尤其是那些心中曾有鬼蜮,或与杨氏牵连过深、这些日子过得提心吊胆的官员,更是面色发白,眼神游移。
当那抹玄青与深紫的身影,在晨曦中一步步登上汉白玉阶,出现在太极殿前时,所有嘈杂的议论与揣测瞬间消失。
百官的目光齐刷刷地聚焦在晋棠身上。
冕旒珠玉轻晃,看不清皇帝的全部神情,但那挺拔的身姿、沉稳的步伐、以及透过珠玉隐约可见的明亮眼神,无一不在昭示着一个事实:陛下不仅醒了,而且状态极佳,甚至比病前更显英气勃发。
“吾皇万岁,万岁,万万岁”
山呼海啸般的朝拜声响起,回荡在空旷的广场上。
晋棠立于御阶之上,目光缓缓扫过下方伏地的百官,声音透过冕旒传来,清晰而平稳:“众卿平身。”
“谢陛下!”
百官起身,按班次站好,无数道目光或激动、或欣慰、或复杂、或惊惧地投向御座。
孙阁老等老臣已是热泪盈眶,颤巍巍地出列,声音哽咽:“陛下龙体康复,实乃苍生之福,社稷之幸!老臣……老臣叩谢天恩!”说着便要再次下拜。
晋棠抬手虚扶:“阁老请起,朕缠绵病榻多时,赖众卿尽心辅佐,王叔殚精竭虑,方有今日,诸卿之功,朕铭记于心。”
这话说得恳切,不少忠直之臣心中暖流涌动。
也有一些人心中那根弦绷得更紧了。
晋棠没有过多寒暄,直接开始了朝会议事。
王忠侍立在御座旁侧,手中捧着一份名册,念出了一个个名字。
这些名字属于在京官员。
被点到名的官员,无论品级高低,心中皆是一咯噔。
“以上诸人。”王忠念完最后一个名字,合上册子,“今日朝会,站立听议。”
没有解释原因,没有说明罪名。
但越是这种平淡,越让人心底发毛。
被点名的官员面面相觑,在无数同僚或明或暗的注视下,硬着头皮,陆陆续续从各自的队列中走出,站到了大殿中央的空地上。
他们按照品级高低,勉强排成几列,却个个垂首屏息,不敢抬头直视御座,更不敢与周围同僚交流,如同一群等待宣判的囚徒,与两侧安稳端坐的百官形成了鲜明对比。
大昭朝会,为显优容士大夫,素有赐座之制。
其他的官员安然坐在各自的座位上,而被点名者只能干站着,这种无形的区分与压力,让站在中间的人如芒在背,度日如年。
晋棠仿佛没看见他们的窘迫,开始如常处理政务。
户部尚书出列,禀报今年各地秋收总体情况,虽局部有涝旱,但得益于旧河道疏浚及时、以工代赈等措施,未酿成大灾,整体收成略好于去年,漕粮北运亦基本顺畅。
晋棠仔细听了,询问了几个关键州县的细节,末了颔首道:“农为国本,今岁收成能保,实赖天时,亦赖地方官吏勤勉、河道工程得力,户部统筹有功,当赏。

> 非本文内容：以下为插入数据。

PR #191, opened 2022-09-22
OCPBUGS-1621: fix version to allow art build with the proper version with timestamp

msherif1234:
the logic in art.yaml wasn't able to find v0.0.1 in the daily build hence wasn't updating CSV correctly

### DIFF
--- a/pkg/version/version.go
+++ b/pkg/version/version.go
@@ -3,5 +3,5 @@ package version
 var (
 	// Version contains the version number. This will be replaced by the linker at build
 	// time.
-	Version = "0.0.1"
+	Version = "4.12.0"
 )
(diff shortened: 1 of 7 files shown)


pkg/version/version.go
```diff
@@ -3,5 +3,5 @@ package version
 var (
 	// Version contains the version number. This will be replaced by the linker at build
```
andreaskaris, line 4: Sure we can do that ; ideally I'd still advocate for having it set through the linker at some point ... or we add a version.Commit field here that can be set to the commit's SHA through the linker (to make debugging a bit easier)

msherif1234: this will get us by https://issues.redhat.com/browse/OCPBUGS-1621
ART will replace the version with build TS so u will get something like 
```
oc get csv -n openshift-sriov-network-operator
sriov-network-operator.4.11.0-202209161807   SR-IOV Network Operator   4.11.0-202209161807
```

PR #195, opened 2022-09-30
User should be able to configure deny all rule for zero trust

### LINKED ISSUE #194: user should be able to configure 0.0.0.0/0 deny all rule
we should allow users to configure something like this
```yaml
apiVersion: ingressnodefirewall.openshift.io/v1alpha1
kind: IngressNodeFirewall
metadata:
  name: ingressnodefirewall-denyall
spec:
  interfaces:
  - eth0
  nodeSelector:
    matchLabels:
      do-node-ingress-firewall: 'true'
  ingress:
  - sourceCIDRs:
       - 0.0.0.0/0
    rules:
    - order: 20
      action: Deny
```
in case after configuring all the whitelist rules we need to drop everything else
user will be responsible to whitelist all ports their application will use in this case to ensure proper functionality

msherif1234:
Fix #194 while its risky but to ensure secure firewall users after defining all allow rules they wanted to drop everything else.
users need to be carefull to make sure all ports needed by their applications and protocols are added to the allow list to prevent any breakage.

changes passed e2e test
```sh

Ran 11 of 11 Specs in 173.373 seconds
SUCCESS! -- 11 Passed | 0 Failed | 0 Pending | 0 Skipped

```


msherif1234:
> Interesting change.. It would shorten the number of ingress rules required. I am trying to consider what at the risks here with introducing a protocol wildcard. Have you came up with any? I cannot think of any negatives right now. We should add e2e tests for this once my (#173 ) lands.

1- regarding ur comment "it would shorten # of rules" well depends if u are looking at from deny perspective then yes, however if u are using lots of openshift application "needs lots of pinholes" u will have to make sure to create allow rules for them before the deny all otherwise u will lose functionality.
2- the risk what I mentioned in 1 and in the issue for this PR if u aren't careful with using this u can either lock up ur cluster or lose functionality `validation webhook won't protect u in this case`
3- agree we need e2e coverage for that I didn't want to conflict with ur PR so defer this it can be done post FF.

now why adding this change? there is a debate going on about what is the `right` default action for infw so I wanted to be able to have both flavors 
- Users who want to block certain cidrs for known protocol and ports w/o need to do anything else those can configure things normally as we do.
- Users with zero trust then can terminate their rule with deny all and open all ports and protocol they need.

With that we can get users feedback which might help us in future release to decide on different default action ?

martinkennelly:
/lgtm
Sounds good. Thanks for your explanation.

PR #204, opened 2022-10-07
OCPBUGS-1825: fix daemonset crash when restart

msherif1234:
When DaemonSet restarts it was crashing when trying to attach and existing program with resource busy, we shouldn't treat this as an error just log a msg and continue

issue was reproduced on KinD and fix was verified there.


andreaskaris:
/lgtm

Cute, that check is back ;-)

PR #220, opened 2022-10-21
E2E test: only pay attention to internal IPs only and explicitly check for ipv6 address

martinkennelly:

Comment from @msherif1234 that wasn't addressed in #173


msherif1234:
yeah I called out that during E2E PR didn't double check the last diffs I assumed it was done :(
/lgtm
/approve

martinkennelly:
Tested it with KinD and `ip.To16()` acts as expected.

PR #221, opened 2022-10-24
E2E tests: add basic disruption tests

martinkennelly:

Expecting test named `IngressNodeFirewall policy is configurable after daemon deletion` to fail - seen with KinD and bare metal server.
INF policy configuration isn't working after daemon deletion.

Executed go mod tidy + go mod vendor
Executed make lint and its clean

### DIFF
--- a/controllers/ingressnodefirewallnodestate_controller.go
+++ b/controllers/ingressnodefirewallnodestate_controller.go
@@ -26,6 +26,7 @@ import (
 	"k8s.io/apimachinery/pkg/runtime"
 	ctrl "sigs.k8s.io/controller-runtime"
 	"sigs.k8s.io/controller-runtime/pkg/client"
+	"sigs.k8s.io/controller-runtime/pkg/controller/controllerutil"
 )
 
 // IngressNodeFirewallNodeStateReconciler reconciles a IngressNodeFirewallNodeState object
@@ -37,6 +38,8 @@ type IngressNodeFirewallNodeStateReconciler struct {
 	Log       logr.Logger
 	Stats     *metrics.Statistics
 }
+
+var ingressNodeFirewallFinalizer = "ingressnodefirewall.openshift.io/finalizer"
 
 //+kubebuilder:rbac:groups=ingressnodefirewall.openshift.io,resources=ingressnodefirewallnodestates,verbs=get;list;watch;create;update;patch;delete
 //+kubebuilder:rbac:groups=ingressnodefirewall.openshift.io,namespace=ingress-node-firewall-system,resources=ingressnodefirewallnodestates,verbs=get;list;watch;create;update;patch;delete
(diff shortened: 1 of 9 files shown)


martinkennelly:
P.S if you want me to add reboot test scenario LMK. I know you wanted to do it previously.

martinkennelly:
Also, I didnt hide these tests behind a flag because the tests arent adding that much latency to the overall test time. If they get too long later, we can do that.

martinkennelly:
/retest
Infra failure

test/e2e/functional/tests/e2e.go
```diff
@@ -837,8 +840,9 @@ var _ = Describe("Ingress Node Firewall", func() {
 			Expect(err).ShouldNot(HaveOccurred())
 			//wait for daemonset to be rolled out
 			infDaemonSet := &appsv1.DaemonSet{}
-			err = daemonset.WaitForDaemonSetReady(testclient.Client, infDaemonSet, OperatorNameSpace,
-				"ingress-node-firewall-daemon", retryInterval, timeout)
+			infDaemonSet.SetName("ingress-node-firewall-daemon")
```
msherif1234, line 843: Nit: pls use https://github.com/openshift/ingress-node-firewall/blob/master/test/consts/const.go#L15 for the ds name

controllers/ingressnodefirewallnodestate_controller.go
```diff
@@ -96,3 +121,7 @@ func (r *IngressNodeFirewallNodeStateReconciler) reconcileResource(
 	}
 	return ctrl.Result{}, nil
 }
+
+func isNodeStateDeletionInProgress(nodeState *infv1alpha1.IngressNodeFirewallNodeState) bool {
+	return !nodeState.ObjectMeta.DeletionTimestamp.IsZero()
+}
```
msherif1234, line 127: Hmm I did that in the past attempting to fix ut race but it really didn't help, I think this the right thing because fw and node state are different scope and there is an issue with garbage collection hence its recommended to use finalizers , the only thing here when I used the same there were issues I hit during testing which I don't remember them atm but given we have much more advanced e2e now and if this works I am fine with adding it

pkg/ebpfsyncer/ebpfsyncer.go
```diff
@@ -87,6 +87,12 @@ func (e *ebpfSingleton) SyncInterfaceIngressRules(
 		return err
 	}
 
+	// Ensure IngNodeFwController's pinned links and our managed interfaces align
+	// TODO: refactor to not have managed interfaces names from two sources
+	for _, linkName := range e.c.GetPinnedLinkNames() {
```
msherif1234, line 92: why we need this `createNewManager` will load pinned map ?

msherif1234: pls make sure with any changes to this package u run this manual ut from ebpfsyncer folder
`ebpfsyncer]$ go test -exec sudo ./...`

msherif1234 (commented):
I will take closer look to the new e2e test cases

controllers/ingressnodefirewallnodestate_controller.go
martinkennelly: If daemon is not listening for events when node state is deleted, it will miss cleaning up the node. Finalizer ensures the daemon consumes the delete event for node state, performs the cleanup ops, and then removes the finalizer.

msherif1234:
PR #354 will continue this work

PR #230, opened 2022-10-28
OCPBUGS-2934: unlink events unix socket during shutdown

msherif1234:
to reuse unix socket we have to unlink before attempting to reuse
when the events container restarts

To repro on kind we can restart the node container for example
```sh
 docker restart kind-worker
```

from the event container
```
 k logs -n ingress-node-firewall-system   ingress-node-firewall-daemon-pkfrd  -c events --previous
2022/10/28 21:19:59 Caught signal terminated: shutting down.
```

### DIFF
--- a/cmd/syslog/syslog.go
+++ b/cmd/syslog/syslog.go
@@ -3,6 +3,9 @@ package main
 import (
 	"fmt"
 	"log"
+	"os"
+	"os/signal"
+	"syscall"
 
 	"gopkg.in/mcuadros/go-syslog.v2"
 )
@@ -20,13 +23,40 @@ func main() {
 	server.SetFormat(syslog.RFC3164)
 	server.SetHandler(handler)
 
-	if err := server.ListenUnixgram(listenAddress); err != nil {
-		log.Fatal(err)
+	// check if syslog unix socket is already there then delete it.
+	if _, err := os.Stat(listenAddress); err == nil {
+		if err := os.Remove(listenAddress); err != nil {
+			log.Fatalf("error removing syslog socket %s: %s", listenAddress, err)
+		}
 	}
 
-	if err := server.Boot(); err != nil {
-		log.Fatal(err)
+	if err := server.ListenUnixgram(listenAddress); err != nil {
+		log.Fatalf("failed to listen to syslog unix socket %s: %s", listenAddress, err)
 	}
+
+	defer func() {
+		if err := os.Remove(listenAddress); err != nil {
+			log.Fatalf("error removing syslog socket %s: %s", listenAddress, err)
+		}
+	}()
+
+	if err := server.Boot(); err != nil {
+		log.Fatalf("failed to boot syslog server: %s", err)
+	}
+
+	// Unix sockets must be unlink()ed before being reused again.
+	// Handle common process-killing signals so we can gracefully shut down:
+	sigc := make(chan os.Signal, 1)
+	signal.Notify(sigc, os.Interrupt, syscall.SIGTERM)
+	go func(c chan os.Signal) {
+		// Wait for a SIGINT or SIGKILL:
+		sig := <-c
+		log.Printf("Caught signal %s: shutting down.\n", sig)
+		// Stop listening (and unlink the socket if unix type):
+		if err := server.Kill(); err != nil {
+			log.Fatalf("failed to close server connections: %s", err)
+		}
+	}(sigc)
 
 	go func(channel syslog.LogPartsChannel) {
 		for logParts := range channel {


cmd/syslog/syslog.go
```diff
@@ -21,13 +24,27 @@ func main() {
...
+	// Handle common process-killing signals so we can gracefully shut down:
+	sigc := make(chan os.Signal, 1)
+	signal.Notify(sigc, os.Interrupt, os.Kill, syscall.SIGTERM)
+	go func(c chan os.Signal) {
+		// Wait for a SIGINT or SIGKILL:
+		sig := <-c
+		log.Printf("Caught signal %s: shutting down.", sig)
+		// Stop listening (and unlink the socket if unix type):
+		_ = server.Kill()
+		_ = os.Remove(listenAddress)
```
frobware, line 44: I'd record the error if remove fails. Otherwise you'll be back where you started.

msherif1234: I was trying to make the signal handler very light weight

cmd/syslog/syslog.go
```diff
@@ -20,14 +23,37 @@ func main() {
...
+			log.Fatalf("error removing syslog socket %s: %s", listenAddress, err)
+		}
+	}
+
 	if err := server.ListenUnixgram(listenAddress); err != nil {
-		log.Fatal(err)
+		log.Fatalf("failed to listen to syslog unix socket %s, err %s", listenAddress, err)
 	}
 
+	defer os.Remove(listenAddress)
```
frobware, line 37: Also log any failure from the call to remove -- might help our future selves to understand any pattern where the file does not get unlinked cleanly.

cmd/syslog/syslog.go
```diff
@@ -20,14 +23,37 @@ func main() {
...
 	}
 
+	// Unix sockets must be unlink()ed before being reused again.
+	// Handle common process-killing signals so we can gracefully shut down:
+	sigc := make(chan os.Signal, 1)
+	signal.Notify(sigc, os.Interrupt, syscall.SIGTERM)
+	go func(c chan os.Signal) {
+		// Wait for a SIGINT or SIGKILL:
+		sig := <-c
+		log.Printf("Caught signal %s: shutting down.", sig)
```
frobware, line 50: Add trailing `\n`

cmd/syslog/syslog.go
```diff
@@ -20,14 +23,41 @@ func main() {
...
+	// check if syslog unix socket is already there then delete it.
+	if _, err := os.Stat(listenAddress); err == nil {
+		if err := os.Remove(listenAddress); err != nil {
+			log.Fatalf("error removing syslog socket %s: %s", listenAddress, err)
+		}
+	}
+
 	if err := server.ListenUnixgram(listenAddress); err != nil {
-		log.Fatal(err)
+		log.Fatalf("failed to listen to syslog unix socket %s, err %s", listenAddress, err)
```
frobware, line 34: For consistency, format as `<msg>: <err>`

```go
log.Fatalf("failed to listen to syslog unix socket %s: %s", listenAddress, err)
```

cmd/syslog/syslog.go
```diff
@@ -20,14 +23,41 @@ func main() {
...
+	// Handle common process-killing signals so we can gracefully shut down:
+	sigc := make(chan os.Signal, 1)
+	signal.Notify(sigc, os.Interrupt, syscall.SIGTERM)
+	go func(c chan os.Signal) {
+		// Wait for a SIGINT or SIGKILL:
+		sig := <-c
+		log.Printf("Caught signal %s: shutting down.\n", sig)
+		// Stop listening (and unlink the socket if unix type):
+		if err := server.Kill(); err != nil {
+			log.Printf("Failed to close server connections: %s.\n", err)
```
frobware, line 57: I think this should be fatal. You really want to exit. If the call to kill fails you'll still be stuck in `server.Wait()`.

cmd/syslog/syslog.go
```diff
@@ -20,14 +23,41 @@ func main() {
...
+
 	if err := server.Boot(); err != nil {
-		log.Fatal(err)
+		log.Fatalf("failed to boot syslog server: %s", err)
 	}
 
+	// Unix sockets must be unlink()ed before being reused again.
+	// Handle common process-killing signals so we can gracefully shut down:
+	sigc := make(chan os.Signal, 1)
+	signal.Notify(sigc, os.Interrupt, syscall.SIGTERM)
```
martinkennelly, line 50: what about sigkill?

msherif1234: we were discussing tghat yesterday offline and it seems sigkil can't be caught or ignored hence I dropped it

PR #234, opened 2022-11-07
OCPBUGS-1435: added suggest ns to manifest

msherif1234:
Add suggested name space to manifest just to give users different options

### DIFF
--- a/bundle/manifests/ingress-node-firewall.clusterserviceversion.yaml
+++ b/bundle/manifests/ingress-node-firewall.clusterserviceversion.yaml
@@ -82,9 +82,13 @@ metadata:
         }
       ]
     capabilities: Basic Install
+    categories: Networking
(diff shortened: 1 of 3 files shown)


martinkennelly:
@msherif1234 Why isnt the namespace openshift-ingress-node-firewall?

msherif1234:
> @msherif1234 Why isnt the namespace openshift-ingress-node-firewall?
> 
> > Add suggested name space to manifest just to give users different options
> 
> Is this implying that ` operatorframework.io/suggested-namespace` is an alternative namespace suggestion? I tried to find docs for this and failed. Would appreciate if you have a link.

If you check the image in bug it doesn’t give you option to change ns this keyword apparently enable this fou f that out for similar pr got metallb operator

martinkennelly:
/lgtm
Thanks for the explanation.

PR #246, opened 2022-11-11
Revert "OCPBUGS-1435: added suggest ns to manifest"

msherif1234:
Reverts openshift/ingress-node-firewall#234


msherif1234:
no need to revert we can just rename ns in different PR

PR #2423, opened 2025-02-05
fix: Reduce `bench` transfer sizes by about 1/3

larseggert:
Because they take many minutes to run on the bencher.

### DIFF
--- a/neqo-bin/benches/main.rs
+++ b/neqo-bin/benches/main.rs
@@ -29,13 +29,13 @@ fn transfer(c: &mut Criterion) {
         upload,
     } in [
         Benchmark {
-            name: format!("1-conn/1-100mb-resp{mtu} (aka. Download)"),
-            requests: vec![100 * 1024 * 1024],
+            name: format!("1-conn/1-64mb-resp{mtu} (aka. Download)"),
+            requests: vec![64 * 1024 * 1024],
             upload: false,
         },
         Benchmark {
-            name: format!("1-conn/10_000-parallel-1b-resp{mtu} (aka. RPS)"),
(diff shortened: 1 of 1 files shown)


mxinden:
As long as criterion's `p` value doesn't change noticeably, I am fine with this change.

neqo-bin/benches/main.rs
```diff
@@ -29,13 +29,13 @@ fn transfer(c: &mut Criterion) {
...
-            name: format!("1-conn/1-100mb-resp{mtu} (aka. Download)"),
-            requests: vec![100 * 1024 * 1024],
+            name: format!("1-conn/1-64mb-resp{mtu} (aka. Download)"),
+            requests: vec![64 * 1024 * 1024],
             upload: false,
         },
         Benchmark {
-            name: format!("1-conn/10_000-parallel-1b-resp{mtu} (aka. RPS)"),
-            requests: vec![1; 10_000],
+            name: format!("1-conn/8192-parallel-1b-resp{mtu} (aka. RPS)"),
```
martinthomson, line 37: You said 1/3, but this is closer to 1/6.  Would 6144 do?

martinthomson (approved):

neqo-bin/benches/main.rs
larseggert: Yeah, I changed this one as an afterthought.

larseggert:
I'm also talking to the SRE team about more bench runners. That way, it doesn't matter so much how long each run takes, if it doesn't block others.

larseggert:
Let's leave things as-is. I'm working with the SRE team to get more bench runners.

PR #2425, opened 2025-02-06
ci: Fix QNS log failure

larseggert:
OK, fixed. I managed to accidentally remove a backslash, which caused everything to explode. Put it back.

Also did a little bonus maintenance while I was here, by adding `tquic` and `openssl` to the interop matrix, and by using the correct highlighting for lines normally hidden under "All results".

I still hate GitHub CI.

### DIFF
--- a/.github/actions/quic-interop-runner/action.yml
+++ b/.github/actions/quic-interop-runner/action.yml
@@ -112,11 +112,8 @@ runs:
       env:
         ARTIFACT_URL: ${{ steps.upload-logs.outputs.artifact-url }}
       run: |
-        cat result.json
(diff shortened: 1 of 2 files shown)


.github/actions/quic-interop-runner/action.yml
```diff
@@ -112,9 +112,8 @@ runs:
       env:
         ARTIFACT_URL: ${{ steps.upload-logs.outputs.artifact-url }}
       run: |
-        jq ". + {log_url: \"$ARTIFACT_URL\"}"
```
larseggert, line 115: The whole issue is due to the missing backslash in this line 🤦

”
工部接着奏报,利用今冬农闲,已在北方三州七县组织民工,开始整修河防、疏浚灌溉渠道,为来年春耕蓄水做准备,预计开春前可完成大半工程。
晋棠对此颇为赞许:“未雨绸缪,此事关乎来年民生,工部需派得力干员督察,务求实效,不可扰民。”